You can always add a USB hub for additional ports...

Nevertheless, to make it MIDI, you'll have to program your DAW to send MIDI Control Change messages in time with the song's tone changes. You may also need an additional MIDI duplicator of some kind. This way, all tone change orders travel via MIDI cables, so you'll only need one USB port for the audio interface. Both AXE and Kemper will be linked to the audio interface via MIDI cables. You can use the MIDI THROUGH connection of one to have the other receive the same MIDI messages. Lots of programming to do either in the DAW and modelers...

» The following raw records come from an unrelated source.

Issue #6067, opened 2025-07-01
Implement the vector value type and serialization and deserialization for it


tom-jerr:
# Vector Value Type
We need to support vector data in nebula graph. So we should a new type called VECTOR in type system, which must be different from List. It contains original vector data (a set of float) and metadata (dimension).

PR #6068, opened 2025-07-01
Implement vector value type

tom-jerr:
## What type of PR is this?
- [ ] bug
- [x] feature
- [ ] enhancement

#### Issue(s) number: 
Support vector value type and data type #6042
Implement the vector value type and serialization and deserialization for it  #6067

#### Description:
**Feature Request: Add Data Type Specification for Vector Values**
1. We need a new value type VECTOR, like List, Map, etc.. This type is for vector data.
2. VECTOR type has original vector data and from original data we can get dimension of a vector.

## How do you solve it?
1. Implement vector value type and do the unit test for vector type
	- Add new value type: VECTOR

I have no experience with the AXE nor Kemper, so I do not know if it is possible to do the same via USB connections. Also, I do not know how they'll behave sharing a USB port through a hub.


----------



## TNihil (Mar 22, 2018)

It´s actually pretty easy once you get behind it. You´d connect a MIDI cable from the MIDI OUT of your USB interface directly to your effect unit or effect board MIDI IN. You can connect multiple devices in a row using their MIDI OUT (or THRU) going into the next IN etc. In this case you need to set up the MIDI channel recieve/send on each device to a different channel.
(A MIDI cable is capable of transporting data on 16 separate channels iirc).
For example unit A could recieve MIDI signals on channel 1 and unit B on channel 2 etc.
This way you should be able to send different numbers to your units simultaniously and trigger the desired effects, even if their corresponding numbers for the patches are different from the other unit.

If you´re only looking for changing the patches on your units, you´re dealing with Program Change Messages which you have to prepare (type in and save) in your DAW´s MIDI tracks on the Macbook. You´ll find the corresponding numbers in your manuals.
But: this means you´ll have to play to a click track/backing track in order for everything to be in-sync because the moment MIDI triggers a patch is of course fixed and pre-programmed so to speak.

There´s dozens of solid tutorial videos about it on YT. Probably even for the effect units and DAW you plan to work with.
I love to work with MIDI live and even the cables are pretty cheap.


----------